What needs to be done >>
Pick every line with "ITestService" from the material below.

Working data >>
PR #369, opened 2026-08-16
Fixed custom attributes not collected with subservice interface (resolved #330)

### LINKED ISSUE #330: Missed custom attribute in SubService interface
We use custom attribute to decorate grpc service class methods in order to do something by wrapping the method implementation through asp net core middleware.
All custom attributes of a method of a controller (or of a method of the grpc service) will be available through aspnet core endpoint's metadata.

So, we have this scenario:
```
[SubService]
public interface ITestSubService 
{
   [Operation]
   ValueTask DoSomethingCommon(CallContext context);
}

[Service]
public interface ITestService : ITestSubService 
{
   [Operation]
   ValueTask DoSomethingSpecific(CallContext context);
}

internal class TestService : ITestService 
{
   [CustomAttribute]
   public ValueTask DoSomethingCommon(CallContext context) 
   {
      // ...
   }

   [CustomAttribute]
   public ValueTask DoSomethingSpecific(CallContext context) 
   {
      // ...
   }
}
```

And all worked good until today when we added the custom attribute also to the method inherited by the subservice interface `DoSomethingCommon` and we noticed that the attribute will never added to the endpoint's metadata collection.
All other services and methods which have the attributes works good.

By debugging we encontered the "issue" [here](https://github.com/protobuf-net/protobuf-net.Grpc/blob/main/src/protobuf-net.Grpc/Configuration/ServerBinder.cs#L67).
The `bindCtx` is created in the foreach loop of each type which methods have to be bound (so both interfaces), but the parameters passed are always the same and in the scenario above the ServiceBindContext always have the ITestService as contract and TestService as type even if the method to bind is the method of ITestSubService which lead in a method not found [here](https://github.com/protobuf-net/protobuf-net.Grpc/blob/main/src/protobuf-net.Grpc/Configuration/ServiceBinder.cs#L188) which never calls the `GetCustomAttributes(inherit: true)` of the type implementation.

Attempt to change
`var bindCtx = new ServiceBindContext(serviceContract, serviceType, state, binderConfiguration.Binder);`
to 
`var bindCtx = new ServiceBindContext(typeToBindItsMethods, serviceType, state, binderConfiguration.Binder);`
all tests passed and all services work without issues, but it is correct? We missed something?

Dona278:
Custom attributes used to decorate methods which came from an interface used for "SubService" aren't collected.

With this fix this code works:
```cs
[SubService]
public interface ITestSubService
{
   [Operation]
   ValueTask DoSomethingCommon(CallContext context);
}

[Service]
public interface ITestService : ITestSubService
{
   [Operation]
   ValueTask DoSomethingSpecific(CallContext context);
}

internal class TestService : ITestService
{
   // This method came from "SubService" interface and the "CustomAttribute" now is collected by endpoint metadata
   [CustomAttribute]
   public ValueTask DoSomethingCommon(CallContext context)
   {
      // ...
   }

   [CustomAttribute]
   public ValueTask DoSomethingSpecific(CallContext context)
   {
      // ...
   }
}
```

### DIFF
--- a/src/protobuf-net.Grpc/Configuration/ServerBinder.cs
+++ b/src/protobuf-net.Grpc/Configuration/ServerBinder.cs
@@ -64,7 +64,7 @@ namespace ProtoBuf.Grpc.Configuration
                     var serviceContractSimplifiedExceptions = serviceImplSimplifiedExceptions ||
                                                               typeToBindItsMethods.IsDefined(
                                                                   typeof(SimpleRpcExceptionsAttribute));
-                    var bindCtx = new ServiceBindContext(typeToBindItsMethods, serviceType, state, binderConfiguration.Binder);
+                    var bindCtx = new ServiceBindContext(serviceContract, serviceType, state, binderConfiguration.Binder);
                     foreach (var op in ContractOperation.FindOperations(binderConfiguration, typeToBindItsMethods, this))
                     {
                         if (ServerInvokerLookup.TryGetValue(op.MethodType, op.Context, op.Arg, op.Result, op.Void, out var invoker)
--- a/src/protobuf-net.Grpc/Configuration/ServerBinder.cs
+++ b/src/protobuf-net.Grpc/Configuration/ServerBinder.cs
@@ -64,7 +64,7 @@ namespace ProtoBuf.Grpc.Configuration
                     var serviceContractSimplifiedExceptions = serviceImplSimplifiedExceptions ||
                                                               typeToBindItsMethods.IsDefined(
                                                                   typeof(SimpleRpcExceptionsAttribute));
-                    var bindCtx = new ServiceBindContext(serviceContract, serviceType, state, binderConfiguration.Binder);
+                    var bindCtx = new ServiceBindContext(typeToBindItsMethods, serviceType, state, binderConfiguration.Binder);
                     foreach (var op in ContractOperation.FindOperations(binderConfiguration, typeToBindItsMethods, this))
                     {
                         if (ServerInvokerLookup.TryGetValue(op.MethodType, op.Context, op.Arg, op.Result, op.Void, out var invoker)
--- a/src/protobuf-net.Grpc/Configuration/ServiceBinder.cs
+++ b/src/protobuf-net.Grpc/Configuration/ServiceBinder.cs
@@ -211,7 +211,7 @@ namespace ProtoBuf.Grpc.Configuration
         {
             if (contractType != serviceType & serviceMethod is object)
             {
-                var map = GetMap(contractType, serviceType);
+                var map = GetMap(serviceMethod.DeclaringType ?? contractType, serviceType);
                 var from = map.InterfaceMethods;
                 var to = map.TargetMethods;
                 int end = Math.Min(from.Length, to.Length);
--- a/src/protobuf-net.Grpc/Configuration/ServiceBinder.cs
+++ b/src/protobuf-net.Grpc/Configuration/ServiceBinder.cs
@@ -209,7 +209,7 @@ namespace ProtoBuf.Grpc.Configuration
         /// </summary>
         public MethodInfo? GetMethodImplementation(MethodInfo serviceMethod, Type contractType, Type serviceType)
         {
-            if (contractType != serviceType & serviceMethod is object)
+            if (contractType != serviceType && serviceMethod is object)
             {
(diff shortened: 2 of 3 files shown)


Dona278:
Hi @mgravell! Sorry to take the opportunity, but I've seen the great work you're doing to make the libraries AOT-ready. I've had the fork for two years just for this fix, and I wanted to take advantage of your active presence to ask you about the merge. Thanks!

mgravell:
Thanks for this — the diagnosis is right, and #330 is a genuine bug. `GetInterfaceMap` only lists the methods an interface *itself* declares, so a `[SubService]` operation is never found and the implementation method's attributes are dropped:

```
GetInterfaceMap(ISvc).InterfaceMethods = [Specific]
   contains ISub.Common? NO  -> attributes lost
GetInterfaceMap(ISub).InterfaceMethods = [Common]
   contains ISub.Common? YES -> 1 attr(s) on impl
```

I think the one-line change has a side effect worth catching before it lands, though.

### `ContractType` is doing two jobs

It has exactly one consumer — `GetMetadata(method, ContractType, ServiceType)` — and that method uses it for two unrelated things:

1. `contractType.GetCustomAttributes(inherit: true)` — the contract **type's** attributes;
2. `GetMethodImplementation(method, contractType, serviceType)` → `GetInterfaceMap(contractType)` — to find the implementing method and read **its** attributes.

Only (2) is broken. Changing the parameter fixes (2) but also moves (1), and that matters because **attributes on an interface do not inherit** — `GetCustomAttributes(inherit: true)` does not walk base interfaces:

```
IBase.GetCustomAttributes(inherit:true)    -> base-interface
IDerived.GetCustomAttributes(inherit:true) -> derived-interface
```

So it is a swap rather than a gain. Running the shipped `ServiceBinder.GetMetadata` both ways, for an operation inherited from a `[SubService]` base:

| `[SomeAttribute]` on… | before | after |
| --- | :-: | :-: |
| top-level `[Service]` interface | **gathered** | **lost** |
| `[SubService]` interface | not gathered | gathered |
| implementation method | not gathered | gathered |

Two of those are the fix; the first is a regression. The concrete worry is `[Authorize]` on the top-level service contract: it currently reaches operations inherited from a `[SubService]` base, and afterwards it would not — an endpoint quietly stops requiring authentication, with nothing failing to signal it.

It is easy to miss in review because it only affects sub-service operations (for the contract's own methods `typeToBindItsMethods == serviceContract`, so that path is unchanged), and because it reads like "use the more specific type" when it is really "use a different type".

### A smaller fix that keeps all three

`GetMethodImplementation` already has the method, and `serviceMethod.DeclaringType` **is** the declaring interface — which is exactly what job (2) wants, while job (1) keeps wanting the service contract. So in `ServiceBinder`:

```diff
-                var map = GetMap(contractType, serviceType);
+                var map = GetMap(serviceMethod.DeclaringType ?? contractType, serviceType);
```

and `ServerBinder.cs` needs no change at all. That is correct for the non-sub-service case too, where `DeclaringType == contractType`.

If the `[SubService]` interface's own type-level attributes are also wanted, that is a separate and additive choice — collect from both types — rather than replacing one with the other.

mgravell:
Note crossover with #370

Dona278:
@mgravell thanks! It almost looks like you wrote this library :D I edited the fix and added a test (also I tested the code locally with our services)

mgravell:
This is exactly it — thank you, and thanks for bearing with the back-and-forth to get here.

The thing I was worried about was losing the top-level contract type's attributes while gaining the
implementation's, and the test settles that rather than leaving me to reason about it: every one of the
three expectations *starts* with `ContractType`, so nothing is traded away. Covering the explicit
interface implementation (`void IIssue330Sub.ExplicitSub()`) is the case I'd have most expected a map
lookup to fall down on, so I'm glad it's pinned.

`&` → `&&` is a nice catch while you were in there.

I ran it locally across the TFMs before merging — 197/197 on net8.0 and net10.0, 195/195 on net472.

Worth recording for anyone who finds this later: the sub-service interface's own *type-level* attribute
is still not collected, which is consistent with `GetCustomAttributes(inherit: true)` not walking base
interfaces, so it's existing semantics rather than something this introduces. Widening that would be a
separate behaviour change, and I prefer that the test pins today's behaviour explicitly over leaving it
ambiguous.

This also composes well with the build-time gRPC proxies work in protobuf-net, which passes the
*declaring* interface's `MethodInfo` — so generated bindings pick this fix up with no change at all.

Response >>
public interface ITestService : ITestSubService 
internal class TestService : ITestService 
The `bindCtx` is created in the foreach loop of each type which methods have to be bound (so both interfaces), but the parameters passed are always the same and in the scenario above the ServiceBindContext always have the ITestService as contract and TestService as type even if the method to bind is the method of ITestSubService which lead in a method not found [here](https://github.com/protobuf-net/protobuf-net.Grpc/blob/main/src/protobuf-net.Grpc/Configuration/ServiceBinder.cs#L188) which never calls the `GetCustomAttributes(inherit: true)` of the type implementation.
public interface ITestService : ITestSubService
internal class TestService : ITestService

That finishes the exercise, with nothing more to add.